As much as we are dependent on our communications devices, many of us talk fondly about the days when the boss or spouse couldn’t find us no matter where we were; the relative peace of not being locatable.


Although an entire generation has now grown old enough to vote with no memory of not having an electronic leash, there are still some places where the cell phone doesn’t work.

I was there just about a week ago.

I used to live there, in Kraemer, on the banks of Bayou Boeuf, well, technically on Bayou Boeuf, in a camp-boat. It was a magical time when I might find an alligator sunning itself outside the front deck or a snake in the head.


The former occurred a lot, the latter, thankfully, with less frequency.

My visit to Kraemer included visits to a few former neighbors. At Edwina’s Cookin’ Cajun restaurant, part of the Zam’s Swwamp Tour complex, there was the aroma of frying fish and gator, and tourists from all over the world ogling the wild and free swimming alligators and the captive big snakes that are kept in a special viewing room.

“Ooh” and “ah” I have learned at Zam’s, are universal words that are understood in any language.


Diana Tregle held court as bikers came by for beers and families toured her family’s backyard menagerie of alligators, turtles and goats.

With its moss-draped trees and palmettos, Kraemer is a place where you can still question if some Cajun version of Bigfoot is going to come thrashing through the swamp in pursuit of a hapless boater, observe a bald eagle at close sight and see families of turtles on fallen logs all in the same day.

It is a place where the wired telephone was slow to develop along with indoor plumbing, but remained not so far removed from all those trappings of civilization. There is a lot to be said for some of that, which is good.


Of course there is a flip side to that coin.

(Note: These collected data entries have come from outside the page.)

PR #511, opened 2026-03-01
added snippet for displayed math inside lists

Sinthoras7:
Before, when I pressed `1. Test dm` this expanded to
```
1. Test $$
<cursor>
$$
```
I find this annoying, because most of the time I want to stay inside the list item even with displayed math. So this snippet changed is, such that now this is expanded to
```
1. Test $$
   <cursor>
   $$
```
This also works with normal bullet lists and on deeper layers.

As a disclaimer, the snipped was written by Chatgpt and I don't understand it fully.

### DIFF
--- a/src/features/tabout.ts
+++ b/src/features/tabout.ts
@@ -150,9 +150,9 @@ export const tabout = (view: EditorView, ctx: Context): boolean => {
 
 		// Trim whitespace at beginning / end of equation
 		const currentLine = doc.lineAt(cursorPos);
-		if (currentLine.text.trim() !== currentLine.text) {
+		if (currentLine.text.trimEnd() !== currentLine.text) {
 			transactions.push({
-				changes: {from: currentLine.from, to: currentLine.to, insert: currentLine.text.trim()}
+				changes: {from: currentLine.from, to: currentLine.to, insert: currentLine.text.trimEnd()}
 			})
 		}
 		view.dispatch(...transactions);


superle3:
ehh, you can't really parse markdown with regex, would be better if you had access to the syntaxtree through the function.
So like
```ts
type  replacement = (match: ..., {state: EditorState, syntaxtree: ..., })
```
and check if the current line is the beginning of a list.
But I am not sure rn about the api or form of that, I'll look at it later.

> As a disclaimer, the snipped was written by Chatgpt and I don't understand it fully.

Thank you for being honest, but you do understand that I as the reviewer need to understand the code and possibly ask questions about it?
Like why priority 50 and 100 was used, that seems excessive.
`^([ \t]*)(\d+[.)]|[-*+])(\s+)(.*?)\bdm\b$/m`
multiline is disabled by latex suite.
~~it allows 1) but only 1. is markdown syntax and~~ \s+ allows newlines which is not needed anymore in 1.11 where the same indentation level is kept.

Besides displaymath in readingview/ markdown spec needs to start on a newline if it spans multiple lines so the only either you press `Shift-Enter` and the indentation is already taken care of or if you want to forgo the `Shift-enter` then you could indeed do a snippet like this.

Sinthoras7:
> Thank you for being honest, but you do understand that I as the reviewer need to understand the code and possibly ask questions about it?

Yes, I understand and because of that it is your right to close this pull request. 
My reasoning behind opening the pull request was that the snippet helped me, so I wanted to share it, as it might help others too. And I thought, maybe the code was understandable to you. 

Now addressing your points:
> ehh, you can't really parse markdown with regex, would be better if you had access to the syntaxtree through the function.

Yes, you are correct that a function with access to the syntax tree would be a better implementation. Nevertheless, I think this implementation works in most cases and is therefore better than not having one at all. (Maybe it could be commented out by default with a comment explaining that it might not work in all cases?)

> Like why priority 50 and 100 was used, that seems excessive.

I think you are correct and with no priority on the regular dm and priority 1 on the new one it still works as expected.

> Besides displaymath in readingview/ markdown spec needs to start on a newline if it spans multiple lines so the only either you press Shift-Enter and the indentation is already taken care of or if you want to forgo the Shift-enter then you could indeed do a snippet like this.

You are correct. That was my fault; I didn't like the large gap between the text and the math in previewmode and not having the newline decreased the gap, but I see that the current behavior has problems and therefore reintroduced the newline.

> ^([ \t]*)(\d+[.)]|[-*+])(\s+)(.*?)\bdm\b$/m
multiline is disabled by latex suite.
it allows 1) but only 1. is markdown syntax and \s+ allows newlines which is not needed anymore in 1.11 where the same indentation level is kept.

I removed the `)` such that only `1.` is allowed now. 
AI rewrote this to not rely on /m and \s+ anymore.

Sinthoras7:
Since I already opened a pr, I added some more snippets that I found useful. For them, I can also answer questions better

superle3:
> I removed the ) such that only 1. is allowed now.

`)` is allowed, it just gets translated to `1.` or a regular html list (which I first wrote that but then used strikethrough on that text)
from the markdown specifications of https://spec.commonmark.org/0.31.2/#lists and https://spec.commonmark.org/0.31.2/#example-307 and more importantly https://spec.commonmark.org/0.31.2/#motivation
> 1. “List markers typically start at the left margin, but may be indented by up to three spaces. List markers must be followed by one or more spaces or a tab.”
> 2. “To make lists look nice, you can wrap items with hanging indents…. But if you don’t want to, you don’t have to.”

you don't have to indent it with 3 spaces but you could?
that would either result in 
```ts
const snippet1 = {
		trigger:
			/(?<=^|\n)(?<firstline>(?<indent>[ \t]*)(?<marker>(?:\d+[.)]|[-+])[ \t]+)(?<text>.*)\b)dm/,
		// three spaces to indicate continuation of paragraph
		replacement: "[[0]]\n   $$\n\t$0\n   $$",
		options: "rtA",
		priority: 1,
	}
// or just in general
const snippet2 = {
		trigger:
			/(?<=^|\n)(?<text>.+\b)dm/,
		// no three spaces for general case but its also valid for lists
		replacement: "[[0]]\n$$\n\t$0\n$$",
		options: "rtA",
		priority: 1,
	}
```

I prefer the second one as obsidian doesn't insert 3 spaces when you press `Shift-Enter`.

> And I thought, maybe the code was understandable to you.

no, it wasn't. I can read it but the intent behind it is lacking for sure the weird greedy modifiers as `*+` and `*?` don't seem to make a lot of sense or the `$` and the stuff after `[ \t]*` after dm. the line on which the regex is triggered is from the beginning of the document till the cursor pos and the regex is surrounded with `(?:<user-regex)$`.

src/default_snippet_variables.js
```diff
@@ -2,4 +2,9 @@
 	"${GREEK}": "(?:alpha|beta|gamma|Gamma|delta|Delta|epsilon|varepsilon|zeta|eta|theta|vartheta|Theta|iota|kappa|lambda|Lambda|mu|nu|xi|omicron|pi|rho|varrho|sigma|Sigma|tau|upsilon|Upsilon|phi|varphi|Phi|chi|psi|omega|Omega)",
 	"${SYMBOL}": "(?:parallel|perp|partial|nabla|hbar|ell|infty|oplus|ominus|otimes|oslash|square|star|dagger|vee|wedge|subseteq|subset|supseteq|supset|emptyset|exists|nexists|forall|implies|impliedby|iff|setminus|neg|lor|land|bigcup|bigcap|cdot|times|simeq|approx)",
 	"${MORE_SYMBOLS}": "(?:leq|geq|neq|gg|ll|equiv|sim|propto|rightarrow|leftarrow|Rightarrow|Leftarrow|leftrightarrow|to|mapsto|cap|cup|in|sum|prod|exp|ln|log|det|dots|vdots|ddots|pm|mp|int|iint|iiint|oint)"
+    "${ACCENT}": "dot|ddot|hat|bar|tilde|vec|underline|overline|mathbf|mathcal|mathrm|mathbb",
+	// ACCENT2 is intentionally identical to ACCENT.
```
superle3: give an example, as that bug should have been solved?
for
```js
const snippet = {
	  trigger: "\\\\(${ACCENT})\\{\\\\(${ACCENT})\\{((?:\\\\(?:${GREEK})|[A-Za-z]))\\}\\}_\\{(\\d+)\\}(\\d)",
	  replacement: "\\[[0]]{\\[[1]]{[[2]]}}_{[[3]][[4]]}",
	  options: "rmA",
	  priority: -1,
	}
```
I get the expansion of 
```
Obsidian Latex Suite: Description: no description provided
Parsed trigger: /(?:\\(dot|ddot|hat|bar|tilde|vec|underline|overline|mathbf|mathcal|mathrm|mathbb)\{\\(dot|ddot|hat|bar|tilde|vec|underline|overline|mathbf|mathcal|mathrm|mathbb)\{((?:\\(?:(?:alpha|beta|gamma|Gamma|delta|Delta|epsilon|varepsilon|zeta|eta|theta|vartheta|Theta|iota|kappa|lambda|Lambda|mu|nu|xi|omicron|pi|rho|varrho|sigma|Sigma|tau|upsilon|Upsilon|phi|varphi|Phi|chi|psi|omega|Omega))|[A-Za-z]))\}\}_\{(\d+)\}(\d))$/
Replacement: \dot{\vec{a}}_{34}
Auto-enlarge brackets: false
```
which is correct?

Sinthoras7: When the snippet
```
{
  trigger: "\\\\(${ACCENT})\\{\\\\(${ACCENT})\\{((?:\\\\(?:${GREEK})|[A-Za-z]))\\}\\}(\\d)",
  replacement: "\\[[0]]{\\[[1]]{[[2]]}}_{[[3]]}",
  options: "rmA",
  description: "Auto subscript after nested modifiers",
  priority: -1,
},
```
is loaded and I type `\dot{\vec{a}}3` nothing happens.

When I add the 2 in the snippet trigger, so the snippet 
```
{
  trigger: "\\\\(${ACCENT})\\{\\\\(${ACCENT2})\\{((?:\\\\(?:${GREEK})|[A-Za-z]))\\}\\}(\\d)",
  replacement: "\\[[0]]{\\[[1]]{[[2]]}}_{[[3]]}",
  options: "rmA",
  description: "Auto subscript after nested modifiers",
  priority: -1,
},
```
is loaded, and then type `\dot{\vec{a}}3`, it gets correctly expanded too `\dot{\vec{a}}_{3}`.

Sinthoras7:
> ) is allowed, it just gets translated to 1. or a regular html list (which I first wrote that but then used strikethrough on that text)
Yes you are correct, I did not know that.

Regarding the indentation:

My understanding of the specs is that you can, but don't have to indent the first level of a list with up to 3 spaces. So a list starts with up to three spaces and then a list marker. 

Furthermore there is  https://spec.commonmark.org/0.31.2/#list-items

> Basic case. If a sequence of lines Ls constitute a sequence of blocks Bs starting with a character other than a space or tab, and M is a list marker of width W followed by 1 ≤ N ≤ 4 spaces of indentation, then the result of prepending M and the following spaces to the first line of Ls, and indenting subsequent lines of Ls by W + N spaces, is a list item with Bs as its contents. The type of the list item (bullet or ordered) is determined by the type of its list marker. If the list item is ordered, then it is also assigned a start number, based on the ordered list marker.

That I understand as follows: For a paragraph to belong to that item it then needs to be indented basically the same amount of characters, that the text succeeding the list marker is.

And if the Paragraph itself starts again with a list marker, then it starts a new sublist.

My proposal for a snippet that does what most users would want in most cases would be: 
1. Go to the beginning of the line and count all spaces and tabs to the first non-space-character. The number of spaces is A_S the number of tabs A_T
2. If there is one there count the width of this list marker W
3. Count the spaces and tabs after the list marker before the first non space. B_S, B_T.

We call (A_S+W+B_S)Spaces+(A_T+B_T)tabs=𝛴.
Then after pressing `dm` insert `\n𝛴$$\n𝛴<cursor>\n𝛴$$\n𝛴<cursor-after-tab>`.

in other words: 
1. Copy everything from the beginning of the line to the first non-space character, call that A.
2. If there is one there count the width of this list marker W.
3. Copy everything after the list marker before the first non-space B

And then call A+(WSpaces)+B=𝛴.

This should work in lists of all indentations. This also triggers in cases where there is no list, but the beginning of the line is indented for some other reason, but arguably this is even desired behavior, because if I indent my line for whatever reason chances are, I also want my math to be on the same indentation level.

To make it a bit more compliant to a list, we could limit B to either ≤4 Spaces or a tab.

superle3:
I don't quite understand what you mean? The current indentation is kept by the snippet engine if you insert a newline, so we could add 3 spaces to indicate a paragraph or dont add 3 spaces and thus keeping the indentation the same as the list marker. But we don't have to keep track of the current indentation?

Sinthoras7:
What exactly do you mean by the current indentation is kept by the snippet engine if you insert a newline?

When I comment out the new snippet therefore just have the snippet
```
{trigger: "dm", replacement: "$$\n$0\n$$", options: "tAw"},
```
and type
```
- Test hello
    - test hello dm
```

This expands to 
```
- Test hello
    - test hello $$
<cursor>
$$

```
and not 
```
- Test hello
    - test hello $$
    <cursor>
    $$

```
which I would expect if the current indentation would be kept. So in which circumstances is the current indentation kept?

By the way: You said, displaymath does not get rendered correctly if it does not starts on a newline: Doesn't this also apply to the default `dm`-Snippet too and it should instead be "**\n**$$\n$0\n$$"?


If the indentation really were to be kept, then it would be better – and I think more aligned with the markdown specs, see my previous message – to insert ((width of the list marker)+1) spaces[^1], but three spaces should cover most use cases, because most list markers have width ≤2 and the extra space does not matter.


[1]: Even better ((width of the list marker)+(number of spaces after the list marker))spaces, but most of the time this should just be one, even though markdown alo

superle3:
> which I would expect if the current indentation would be kept. So in which circumstances is the current indentation kept?

Are you testing on this pr or some earlier version of latex suite as those cases should work?

Sinthoras7:
I was testing on an old version. After updating to the most recent one, this is fixed and indeed the indendation is kept. I am sorry for not noticing that.

src/default_snippet_variables.js
```diff
@@ -2,4 +2,5 @@
 	"${GREEK}": "(?:alpha|beta|gamma|Gamma|delta|Delta|epsilon|varepsilon|zeta|eta|theta|vartheta|Theta|iota|kappa|lambda|Lambda|mu|nu|xi|omicron|pi|rho|varrho|sigma|Sigma|tau|upsilon|Upsilon|phi|varphi|Phi|chi|psi|omega|Omega)",
 	"${SYMBOL}": "(?:parallel|perp|partial|nabla|hbar|ell|infty|oplus|ominus|otimes|oslash|square|star|dagger|vee|wedge|subseteq|subset|supseteq|supset|emptyset|exists|nexists|forall|implies|impliedby|iff|setminus|neg|lor|land|bigcup|bigcap|cdot|times|simeq|approx)",
 	"${MORE_SYMBOLS}": "(?:leq|geq|neq|gg|ll|equiv|sim|propto|rightarrow|leftarrow|Rightarrow|Leftarrow|leftrightarrow|to|mapsto|cap|cup|in|sum|prod|exp|ln|log|det|dots|vdots|ddots|pm|mp|int|iint|iiint|oint)"
+    "${ACCENT}": "dot|ddot|hat|bar|tilde|vec|underline|overline|mathbf|mathcal|mathrm|mathbb",
```
superle3:
```suggestion
    "${ACCENT}": "(?:dot|ddot|hat|bar|tilde|vec|underline|overline|mathbf|mathcal|mathrm|mathbb)",
```

superle3 (commented):
> By the way: You said, displaymath does not get rendered correctly if it does not starts on a newline: Doesn't this also apply to the default dm-Snippet too and it should instead be "\n$$\n$0\n$$"?
if it spans multiple lines and there is a non-whitspace char in the current line, yes (ignoring nested inside html, not sure if that would be different but parser doesn't recognize so ignoring it for now)
If there are only whitespace chars, then not as creating a newline is unnecessary and might even break something.

so 
```ts
const whitespace = {trigger: "dm", replacement: "$$\n\t$0\n$$", options: "tAw"};
const non_whitspace = {trigger: /(?<=\S.*)dm/, replacement: "\n$$\n\t$0\n$$", options: "tAw", priority: 1};
```
would be the replacements of that. (but github doesn't allow me to make that suggestion... cause not inside changed range)


wrap the snippet variables inside non-capturing group instead of inside the snippets, removes clutter.
and the `dm` snippet for lists should approximately follow the spec.

superle3:
Tabstops have priority over matrix shortcuts and tabout thus you cant put a tabstop at the end. Also not sure what the last commit is, as that introduces a syntax error and nothing else.

Sinthoras7:
About the last commit you are correct, that was me in a tired state, we can revert it. 

I understand the problem with the tabstop, but without the extra `\n${indent}$1`, a tab just indents the current line and I do not leave the dm, so there is no tabout. But maybe this is a bug in tabout and should not be taken care of by the snippet?

Also: Is there a specific reason for the tab before `$0` in all dm snippets?

superle3:
> I understand the problem with the tabstop, but without the extra \n${indent}$1, a tab just indents the current line and I do not leave the dm, so there is no tabout. But maybe this is a bug in tabout and should not be taken care of by the snippet?

Wdym exactly? Removing the tabstop works fine for me. Tabout currently only works when you are at the end of the equation (with possible whitespace) for display math (behaviour could be toggled, was waiting for someone to make a pr as they stated they wanted to, but it has been some time so I can also implement it when I have time).

>Also: Is there a specific reason for the tab before $0 in all dm snippets?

After Hurricane Gustav residents were unable to communicate because the wired phones were down and there was no such thing as cell service. Motorists who find themselves stranded on La. Highway 307, the 10-mile swampy stretch of no man’s road where I myself once ran over a huge alligator and once saw frogs raining from the sky, can’t just call from their cars to get assistance if they are stuck.

But all that has changed.


AT&T has built a great tower, which will bring cellular service to this most remote area of what some call “the bay area” – it is so close to Chackbay – and now you will be able to get bugged by your boss or spouse while drinking in the sights and sounds of the swamp from tours at Zam’s or Torres, or munching fried fish at Edwina’s or a famous burger from Trudy’s Restaurant.

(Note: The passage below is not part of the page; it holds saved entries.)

PR #557, opened 2026-05-30
wip: add folder to snippets.

### LINKED ISSUE #58: [FR] Add an option to specify the folders in which a snippets functions
I think it's good to have the ability to restrict a snippet to only expand in certain folders . This is useful in use cases like having several folders for different subjects (math, physics etc), thus need different set of snippets .

One possible approach to implememt this is to add a (optional) field in each snippet's definition like
```
path: [ "path/one", "path/two" ] 
```
Besides it will be even better if we'll have some kind of glob support.

Thanks for you great work! : )

superle3:
Not sure about how to get the path of the file into the run_snippets function.

### DIFF
--- a/esbuild.config.mts
+++ b/esbuild.config.mts
@@ -88,7 +88,10 @@ if (dev) {
 	}, 5000);
 	fs.watch("src/parser", { recursive: true }, debouncedExec);	
 } else if (prod) {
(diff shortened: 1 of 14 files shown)


superle3:
Fixes #58

PR #567, opened 2026-06-03
[FEATURE] Custom conceal characters

### LINKED ISSUE #242: [FEATURE] Custom conceal characters
# Description of the Problem
There are some sequences where either there is no current concealment or I can think of a better but I can't just make it do that. For example, I would like to have `\lVert a \rVert` be concealed as `|| a ||` but it currently just shows the base LaTeX.

# Description of the Solution
Add JSON like with the snippets mapping commands or strings of text to a concealment. For example,
```json
```

# Additional

superle3:
Fixes #242

### DIFF
--- a/DOCS.md
+++ b/DOCS.md
@@ -522,6 +522,48 @@ When 2 or more keymaps have the same key, the following order will be used
 
 If the feature is disabled, the keymap will be skipped.
 
+## Conceal maps
+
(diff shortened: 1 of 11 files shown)


superle3:
hmmm, maybe an api would be better? don't like that there are now 3 files/folders to be watched.

PR #568, opened 2026-06-03
wip basic luasnip api internal only for now

### LINKED ISSUE #558: [FEATURE] luasnip api
# Description of the Problem

Currently for visual snippets or full equation snippets, its impossible to escape the tabstop syntax and the capture syntax.

# Description of the Solution

Without breaking backwards compatibility, add a simple api such as `ls.tabstop`, `ls.captures`, `ls.text`.

# Additional
alternative is breaking comparability or an extra version. Related to #49 and #282.

superle3:


superle3 (commented):
only exponsing `text_node`, `tabstop_node` and `capture_node` as the `snippetNode` from luasnip requires some refactoring to allow nesting tabstops and that becomes a bit too much for this pr.

PR #572, opened 2026-06-14
New snippet; "deg" for degree symbol

skelobones:
Added snippet to turn "deg" into a degree symbol. Line is placed at the start of trigonometry for easier disabling if wanted. Set apart from sine, cos & tan snippets.


superle3 (commented):
I think symbols make more sense in this case and since for the greek symbols and all the other symbols, macros are used instead of unicode, it will be kept as a macro (feel free to change it in your own snippets though).
Thank you for the contribution

PR #574, opened 2026-06-27
feat:  saving snippets in hidden folders

### LINKED ISSUE #67: [FR] Saving Snippets in a Hidden Folder
It would be great if the plugin can read a snippets file in a hidden directory like `.config/`

superle3:
Fixes #67

allow files to be saved in hidden folders or outside the vault on desktop.


superle3 (commented):
hopefully this doesn't cause any issues, but its only reading so shouldn't be any negative affects as we are only reading

PR #575, opened 2026-06-28
Superle3/issue122

### LINKED ISSUE #122: [Bug] math/text enviroment is not determined correctly with unusual tokens
Triggering a snippet like `{trigger: "h", replacement: "\\colorbox{$0}{\\\(${VISUAL}\\\)}$1", options: "mA"}` often causes `\(`, the alt math mode token be converted to `\\left(`, which renders the expression invalid as it is disallowed in text mode.
`$\colorbox{}{\\left( \frac{1}{2}\ \right)}$`

Also, latex suite treats `$\text{\(           \)}$` as a text environment. Please add support for all environment tokens, or a setting to add them.

superle3:
Fixes #122

doesn't fix the case for snippets expanding in colorbox but does fix the case of wrongly auto enlarging math delimiters

### DIFF
--- a/src/editor_extensions/highlight_brackets.ts
+++ b/src/editor_extensions/highlight_brackets.ts
@@ -31,6 +31,7 @@ const bracket_delimiters = [
 	["{","}"],
 	["[","]"],
 	["(",")"],
+	["\\(", "\\)"],
 	// these don't neccessarily have to be paired, but they often do so we treat them like a pair.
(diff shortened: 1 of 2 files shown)


superle3 (commented):
`\[\]` doesn't work in mathjax and `\(\)` should be one bracket type (if its inside text but todo for later when the parser is more advanced).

As of this week the new 150-foot cell tower will supply the most advanced types of signals.

If you were mailing a letter at the old Kraemer Post Office, which was taken out of commission a few years back, you could talk to your Aunt Susan in Ronkonkoma or your mother in Sheboygan. And you would likely hail it as a modern miracle.


But, as stated, the Post Office is no more. So Kraemer has in essence traded its under-utilized postal counter for a cell signal that will be utilized greatly, and I guess that’s progress.

If I still lived on Bayou Boeuf I would welcome it for a variety of reasons. For the sake of the residents I am happy now. But part of me also wants to shed a wee tear.